Tapfer verteidigte gestern im Fernsehen der FDP-Vorsitzende Westerwelle seine Ablehnung einer Einführung von Mindestlöhnen, trotz des Hinweises des Interviewers, dass doch 68 % der FDP-Wähler eben dieses Projekt unterstützen würden. (DIE ZEIT) Was sagt uns dies: Zunächst einmal, dass vermutlich die politische Klasse die linksgeneigten Meinungen der Deutschen abmildert und direkte Formen der Demokratie diese eher stärken würden. Nicht die Politiker sind das Problem, sondern deren Wähler, und in letzter Konsequenz natürlich diejenigen, die ihnen die Ideen vorgeben – die Intellektuellen. Dies führt zu einer weiteren Erkenntnis: Das direkte Engagement in der Politik mit einem Bündel an radikalkapitalistischen Ideen ist sinnlos. Wer Politik verändern möchte, sollte bei den Ideen ansetzen, die hinter den politischen Ideen stehen – Ideen aus den Bereichen Ethik oder allgemein Philosophie. 

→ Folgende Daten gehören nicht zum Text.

PR #739, opened 2018-07-27
feat(fast-components-react-base): add horizontal overflow

### LINKED ISSUE #725: Create a horizontal overflow component
There should be a new component in `fast-layouts-react` for scrolling through multiple items.

User stories:
- Tony is looking for a new computer game to buy for his daughter Amy for her birthday. He goes onto his computer and navigates the browser to a site that sells games. He sees a list of games but not the one his daughter wants so he clicks an arrow button to show more games. He sees the game his daughter would be interested in and clicks on it which directs him to a purchase page.
- Bobby is a blind man, he's searching on the internet for a refrigerator. He visits a site and using keyboard controls he finds a list of refrigerators. He tabs through the list and finds one with the brand he likes and selects it. This redirects him to another page with the full list of information about that refrigerator.
- Julia is a woman who is waiting at a bus stop after dealing with her overbearing boss. She starts browsing the internet and searches for articles about comfort food. She reads an article about healthy eating being stress relieving and at the bottom of the article there is a caption entitled "recipes high in antioxidants" and below is a list of images of food. She does not see food she is interested in so she swipes across to see more. she finds an image of food she is interested in after she has swiped to the next image set and selects it which navigates her to a page with a recipe for that food.

Functional requirements:
- Multiple items are shown depending on the width of the component
- Two buttons which will allow next/previous movement of items, these should show up on the left/right sides as dictated by the LTR of the page. When clicked they will have an animated scrolling behavior, they will scroll the items in the direction indicated until the next set of items is visible. The next set should be the next or previous set that includes the last item that was previously hidden or partially viewable
- Scrolling through items via touch
- Scrolling through items via tab

Technical spec:
- Scrolling distance is calculated when the next/previous buttons are clicked. It will calculate this by determining the last item that is partially visible or if none is partially visible use the next item that is hidden and moving the items until that item is moved all the way to the other side of the carousel while remaining in view.

Implementation example:
```jsx
<HorizontalOverflow>
    <button slot="previous">Previous</button>
    <img src="https://placehold.it/300x300" />
    <img src="https://placehold.it/300x300" />
    <img src="https://placehold.it/300x300" />
    <img src="https://placehold.it/300x300" />
    <img src="https://placehold.it/300x300" />
    <button slot="next">Next</button>
</HorizontalOverflow>
```

Scenarios:
- previous button is not passed
    - do not show previous button
- next button is not passed
    - do not show next button
- no items are passed
    - do not show the component, throw a warning in the console that items must be passed for the component

janechu:
Closes #725


janechu:
I'm a little low on my testing %, @chrisdholt @nicholasrice can you offer some suggestions?

packages/fast-layouts-react/src/horizontal-overflow/horizontal-overflow.tsx
```diff
@@ -0,0 +1,311 @@
...
+        });
+
+        return previous;
+    }
+
+    private getNext(): JSX.Element {
+        let next: JSX.Element = null;
+        const children: React.ReactNode[] = Array.isArray(this.props.children) ? this.props.children : [this.props.children];
+
+        children.forEach((child: JSX.Element) => {
```
nicholasrice: React has an API for interacting with children that this should probably use: https://reactjs.org/docs/react-api.html#reactchildren

packages/fast-layouts-react/src/horizontal-overflow/horizontal-overflow.tsx
```diff
@@ -0,0 +1,311 @@
...
+                }
+            }
+        }
+
+        return `${itemMaxHeight}px`;
+    }
+
+    private getPrevious(): JSX.Element {
+        let previous: JSX.Element = null;
+        const children: React.ReactNode[] = Array.isArray(this.props.children) ? this.props.children : [this.props.children];
```
nicholasrice: Maybe instead of both a `getNext` and `getPrevious` method you introduce a "getChildBySlot" function. Then you can just use that with a different argument value.

packages/fast-layouts-react/src/horizontal-overflow/horizontal-overflow.tsx
```diff
@@ -0,0 +1,311 @@
...
+    items: HTMLElement[];
+    itemsHeight: string;
+}
+
+class HorizontalOverflow extends Foundation<HorizontalOverflowProps, IHorizontalOverflowState> {
+
+    public static getDerivedStateFromProps(
+        nextProps: HorizontalOverflowProps,
+        prevState: IHorizontalOverflowState
+    ): null | Partial<IHorizontalOverflowState> {
```
nicholasrice: I don't think you need to store items in state. What is the benefit of doing that over excluding next/prev buttons in the the render cycle itself?

packages/fast-layouts-react/src/horizontal-overflow/horizontal-overflow.utilities.ts
```diff
@@ -0,0 +1,56 @@
...
+    });
+}
+
+/**
+ * Inspired by the github gist contribution: https://gist.github.com/andjosh/6764939
+ */
+export function scrollLeft(element: HTMLDivElement, left: number, duration: number): void {
+    const start: number = element.scrollLeft;
+    const change: number = left - start;
+    const startDate: number = +new Date();
```
nicholasrice: is that `+` supposed to be in the `new Date()` expression?

packages/fast-layouts-react/src/horizontal-overflow/horizontal-overflow.utilities.ts
```diff
@@ -0,0 +1,56 @@
...
+
+    const easeInOutQuad: EaseInOutQuad = function(
+        currentTime: number,
```
nicholasrice: To avoid creating this function every `scrollLeft` call you should require a duration to be passed to it.

packages/fast-layouts-react/src/horizontal-overflow/horizontal-overflow.utilities.ts
nicholasrice: I see what this does - I'd recommend revising to something more human readable: https://stackoverflow.com/questions/14255664/new-date-is-this-good-practice

packages/fast-layouts-react/src/horizontal-overflow/horizontal-overflow.utilities.ts
```diff
@@ -0,0 +1,56 @@
...
+
+    return children.filter((child: JSX.Element) => {
+        return child.props && child.props.slot !== ButtonDirection.previous && child.props.slot !== ButtonDirection.next;
+    });
+}
+
+/**
+ * Inspired by the github gist contribution: https://gist.github.com/andjosh/6764939
+ */
+export function scrollLeft(element: HTMLDivElement, left: number, duration: number): void {
```
nicholasrice: I still don't think this file should exist. If these are fully reusable outside the context of this component then lets figure out file structure that enables that. If they aren't, they should be private members on the class so we're not allowing exports of functions that were never written to be used outside a specific use-case and context.

packages/fast-layouts-react/src/horizontal-overflow/horizontal-overflow.tsx
```diff
@@ -0,0 +1,311 @@
+import * as React from "react";
+import { get } from "lodash-es";
+import manageJss, { ComponentStyles, IJSSManagerProps, IManagedClasses } from "@microsoft/fast-jss-manager-react";
+import Foundation, { IFoundationProps } from "../foundation";
+import { HorizontalOverflowProps } from "./horizontal-overflow.props";
+import { getItems, scrollLeft } from "./horizontal-overflow.utilities";
```
nicholasrice: Based on earlier conversations this seem a bit more like a component than a layout - thoughts?

packages/fast-layouts-react/src/horizontal-overflow/horizontal-overflow.tsx
```diff
@@ -0,0 +1,311 @@
...
+            this.setState({
+                itemsHeight
+            });
+        }
+    }
+
+    private getItemMaxHeight(): string {
+        let itemMaxHeight: number = 0;
+
+        if (get(this.horizontalOverflowItemsRef, "current.childNodes")) {
```
nicholasrice: You're accessing `get(this.horizontalOverflowItemsRef, "current.childNodes")` twice here - you should store that in a variable to avoid that.

packages/fast-layouts-react/src/horizontal-overflow/horizontal-overflow.tsx
```diff
@@ -0,0 +1,311 @@
...
+            display: "flex",
+            alignItems: "center",
+            height: "100%"
+        }
+    }
+};
+
+export interface IHorizontalOverflowState {
+    items: HTMLElement[];
+    itemsHeight: string;
```
nicholasrice: Did you consider making `state.itemsHeight` a number? If we ever need to do math on this value we'll have to convert it back to a number prior to being able to do that.

packages/fast-layouts-react/src/horizontal-overflow/horizontal-overflow.tsx
```diff
@@ -0,0 +1,311 @@
...
+    }
+
+    private itemsOnLoad = (): void => {
+        const itemsHeight: string = this.getItemMaxHeight();
+
+        if (itemsHeight !== this.state.itemsHeight) {
+            this.setState({
+                itemsHeight
+            });
+        }
```
nicholasrice: Can you add documentation of each method describing why it exists?

packages/fast-layouts-react/src/horizontal-overflow/horizontal-overflow.tsx
janechu: @chrisdholt do you want to weigh in here? The idea is also still nebulous to me. Once we determine criteria we should file an issue to document the differences so we can offer more clarity in future. If we determine this is more of a component library item I can move it to base, I think it would make more sense.

chrisdholt: @nicholasrice can you expand on that? I feel like this really just serves to facilitate a specific layout for UI elements.

chrisdholt: I'm open to having this live as a component in base. It would provide more control and open up the design system values.

packages/fast-layouts-react/src/horizontal-overflow/horizontal-overflow.tsx
janechu: No math gets done on the value (or conceivably should ever be done) so I wasn't worried about it being an issue but I'll make the change, just in case.

packages/fast-components-react-base/src/horizontal-overflow/horizontal-overflow.tsx
```diff
@@ -0,0 +1,359 @@
...
+                        {this.getItems()}
+                    </ul>
+                </div>
+                <div className={this.props.managedClasses.horizontalOverflow_previous}>
+                    <div>
+                        <div onClick={this.handlePreviousClick}>
+                            {this.getChildBySlot(ButtonDirection.previous)}
+                        </div>
+                    </div>
+                </div>
```
chrisdholt: Do we need the additional `<div>` wrapping the div with the onClick? It seems unneccessary without more context.

packages/fast-components-react-base/src/horizontal-overflow/horizontal-overflow.tsx
```diff
@@ -0,0 +1,359 @@
...
+    public render(): React.ReactElement<HTMLDivElement> {
+        return (
+            <div
+                className={this.props.managedClasses.horizontalOverflow}
+                onLoad={this.itemsOnLoad}
+            >
+                <div style={{height: `${this.state.itemsHeight}px`, position: "relative", overflow: "hidden"}}>
+                    <ul
+                        className={this.props.managedClasses.horizontalOverflow_items}
+                        style={{position: "relative", whiteSpace: "nowrap", overflowX: "scroll", padding: 0, margin: 0}}
```
chrisdholt: Could we break this style out into a function?

packages/fast-components-react-base/src/horizontal-overflow/horizontal-overflow.tsx
```diff
@@ -0,0 +1,359 @@
...
+
+        if (distanceFromBeginning === maxDistance) {
+            distance = maxDistance;
+        } else {
+            distance = this.getNextDistance(availableWidth, itemWidths, distanceFromBeginning);
+
+            if (distance >= maxDistance) {
+                distance = maxDistance;
+            }
+        }
```
chrisdholt: With the else, it doesn't look like the original distance value ever gets returned without passing through the function on line 195. Could we simplify this a bit? I could be missing something.

```
if (distanceFromBeginning === maxDistance) {
    return maxDistance;
}

distance = this.getNextDistance(availableWidth, itemWidths, distanceFromBeginning);

return distance >= maxDistance ? maxDistance : distance;
```

packages/fast-components-react-base/src/horizontal-overflow/horizontal-overflow.tsx
```diff
@@ -0,0 +1,359 @@
...
+    private getWithinMinDistance(distanceFromBeginning: number, availableWidth: number, itemWidths: number[]): number {
+        let distance: number = 0;
+
+        if (distanceFromBeginning === 0) {
+            distance = 0;
+        } else {
+            distance = this.getPreviousDistance(availableWidth, itemWidths, distanceFromBeginning);
+        }
+
+        return distance;
```
chrisdholt: Similar question here on simplifying without the else:

```
let distance: number = 0;

if (distanceFromBeginning === 0) {
    return distance;
}

return this.getPreviousDistance(availableWidth, itemWidths, distanceFromBeginning);
```

packages/fast-components-react-base/src/horizontal-overflow/horizontal-overflow.tsx
```diff
@@ -0,0 +1,359 @@
...
+    }
+
+    /**
+     * Gets the maximum distance that can be scrolled
+     */
+    private getMaxScrollDistance(availableWidth: number, itemWidths: number[]): number {
+        const totalWidth: number = itemWidths.reduce((a: number, b: number) => a + b);
+        return totalWidth - availableWidth;
```
chrisdholt: nit: newline above return?

packages/fast-components-react-base/src/horizontal-overflow/horizontal-overflow.tsx
```diff
@@ -0,0 +1,359 @@
...
+
+        currentTime--;
+
+        return -changeInValue / 2 * (currentTime * (currentTime - 2) - 1) + startValue;
+    }
+
+    /**
+     * Scrolls the container for the items list
+     */
+    private scrollLeft(element: HTMLUListElement, left: number, duration: number): void {
```
chrisdholt: Do we need to calculate this differently to account for localization? When testing this, next didn't operate as expected, but the previous button was required to fire when moving to RTL.

From the MDN docs:
```
Note that if the element's direction of the element is rtl (right-to-left) then scrollLeft is 0 when the scrollbar is at its rightmost position (at start of the scrolled content) and then increasingly negative as you scroll towards the end of the content.
```

packages/fast-components-react-base/src/horizontal-overflow/horizontal-overflow.tsx
janechu: Sure, that looks much better

packages/fast-components-react-base/src/horizontal-overflow/horizontal-overflow.tsx
janechu: Yep, good catch

janechu: see change on line 184

packages/fast-components-react-base/src/horizontal-overflow/horizontal-overflow.node.spec.tsx
```diff
@@ -0,0 +1,74 @@
...
+import * as Adapter from "enzyme-adapter-react-16";
+import { configure, shallow } from "enzyme";
+import HorizontalOverflow, {
+    IHorizontalOverflowClassNameContract,
+    IHorizontalOverflowHandledProps,
+} from "./";
+
+/*
+ * Configure Enzyme
+ */
```
nicholasrice: Do we use `.node.spec` anywhere else? I'm guessing you're trying to highlight that these run in a "node" environment?

I think we should keep all our tests together for now until we can discuss organization as part of our e2e testing work.

PR #758, opened 2018-08-03
feat: add color picker to MSFT dev site

nicholasrice:


packages/fast-components-react-msft/app/app.tsx
```diff
@@ -36,14 +39,21 @@ const hypertextStyles: ComponentStyles<IHypertextClassNameContract, undefined> =
     }
 };
 
-export interface IAppState {
+enum Themes {
```
awentzel: Nit:  `Themes` is plural, yet, `Direction` is singular.  Shouldn't `Themes` be `Theme` for consistency?  The usage would then read `Theme.light` not `Themes.light` unless there will be multiple light themes?

packages/fast-components-react-msft/app/app.tsx
```diff
@@ -16,11 +16,14 @@ import Site, {
     SiteMenuItem,
     SiteTitle,
     SiteTitleBrand,
+    ShellSlot
 } from "@microsoft/fast-development-site-react";
 import { ComponentStyles, ICSSRules } from "@microsoft/fast-jss-manager";
 import { Direction } from "@microsoft/fast-application-utilities";
 import * as examples from "./examples";
 import Hypertext from "../src/hypertext";
+import ColorPicker, { IColorConfig } from "./color-picker";
```
awentzel: nit: In the past we would alphabetize import statements.  Is this still a standard we want to follow?

packages/fast-components-react-msft/app/color-picker.tsx
```diff
@@ -0,0 +1,105 @@
...
+            : "accentColor";
+
+        if (typeof this.props.onColorUpdate === "function") {
+            this.props.onColorUpdate(Object.assign({}, this.props, { [updatedColorKey]: value}));
+        }
+    }
+
+    /**
+     * Ensures that colors are properly formatted
+     */
```
awentzel: If there are input/output parameters I would recommend adding them to the function comments.  Every function, should have comments, inputs, outputs, return statements to help in understanding details for new contributors.

packages/fast-components-react-msft/app/color-picker.tsx
```diff
@@ -0,0 +1,105 @@
...
+    private formatColor(color: string) {
+        // Color inputs don't like three digit hex values, so we need to convert it to 6
```
awentzel: this comment could probably be moved to function comment.

packages/fast-development-site-react/src/components/site/index.tsx
```diff
@@ -295,6 +294,22 @@ class Site extends React.Component<ISiteProps & IManagedClasses<ISiteManagedClas
         locales: ["en", "en-rtl"]
     };
 
+    public static getDerivedStateFromProps(props: ISiteProps, state: ISiteState): Partial<ISiteState> | null {
+        if (props.activeTheme) {
+            return props.activeTheme !== state.theme ? { theme: props.activeTheme } : null;
```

Über die Gewinnung einer kulturellen Hegemonie

In meinem Beitrag von gestern war ich bewusst nicht auf das zweifellos überraschend gute Abschneiden der FDP eingegangen, weil diese Stärkung der FDP zu Lasten der CDU/CSU nicht Ausdruck eines stärkeren Wunsches nach Freiheit und Individualismus in der Bevölkerung war, sondern durch taktische Fehler der Unionsparteien und die Diskussion um eine „Große Koalition“ bedingt war. Die Stärkung der FDP konnte insgesamt auch nicht kaschieren, dass der bürgerliche Lager sowohl relativ als auch absolut an Stimmen verloren hat. Leider kann man dem linken Verleger Klaus Wagenbach nicht widersprechen, wenn er feststellt, dass es in Deutschland eine „deutliche, ordentliche linke Mehrheit“ gibt. Dass er dabei vermutlich die NPD nicht einschließen möchte, kann unterstellt werden, aber auch diese Partei konnte ihren Stimmenanteil vervierfachen und lag in den Neuen Bundesländern sogar bei 3,8 %. Wer sich die Frage stellt, wie Objektivisten und andere Individualisten sich diesem Prozess entgegenstellen und ihn sogar umkehren können, sollte sich vergegenwärtigen, dass der politische Prozess den kulturellen Veränderungen folgt und keine primäre Kraft darstellt. Wer politische Änderungen wünscht, muss für kulturelle Änderungen kämpfen. Dabei kommt dem intellektuellen Bereich, den Schulen und Universitäten, entscheidende Bedeutung zu. Ich wage zu behaupten, dass einige objektivistische Intellektuelle an deutschen Spitzenuniversitäten bereits einen massiven kulturellen Unterschied ausmachen würden. Diese Intellektuellen gibt es derzeit nicht und wage auch nicht zu behaupten, dass es sie in einigen Jahren geben wird, aber grundsätzlich ist der Weg, über die politischen Parteien eine kulturelle Veränderung bewirken zu wollen, eine große Verschwendung persönlicher Ressourcen. Um die Alternative zuzuspitzen, sollte man sich fragen, ob es nicht sinnvoller ist, Schüler mit Exemplaren von „Atlas Shrugged“ auszustatten, als der FDP jeden Monat 20,00 € an Mitgliedsbeiträgen zu gönnen. Dies ist natürlich noch keine kulturelle Revolution, weil es sicherlich nicht ausreichend ist, wenn dies einige Individuen tun, aber es zeigt die unterschiedlichen Ansätze einer Veränderungsstrategie beispielhaft auf.